Description of the task: Check the records below line by line, and report how many lines include the string "used". No other words are needed.

------------------------

PR #659, opened 2023-12-12
Assume getline exists

ldv-alt:
Apparently, getline is being used unconditionally in pam_namespace and pam_sepermit.  In pam_namespace, it is being used since 2006 when the module was introduced in the first place.

Let's assume getline is universally available and let's use it unconditionally in other cases, too.

* configure.ac (AC_CHECK_FUNCS): Remove getline and getdelim.
* libpam/pam_modutil_searchkey.c (pam_modutil_search_key): Use getline unconditionally.
* modules/pam_pwhistory/opasswd.c (check_old_pass, save_old_pass): Likewise.
* modules/pam_shells/pam_shells.c (perform_check): Likewise.


stoeckmann:
Fully agreed. The `getline` function is part of POSIX.1-2008. The shadow project requires C11 and POSIX.1-2008 now, too (see https://github.com/shadow-maint/shadow/issues/600 ). Would it make sense to consider these as a given for Linux-PAM as well?

PR #660, opened 2023-12-12
treewide: require existence of getline

stoeckmann:
The getline function has been used unconditionally for many years already, so make it a requirement for easier code base.


stoeckmann:
Duplicate of https://github.com/linux-pam/linux-pam/pull/659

------------------------

Exercise result: 2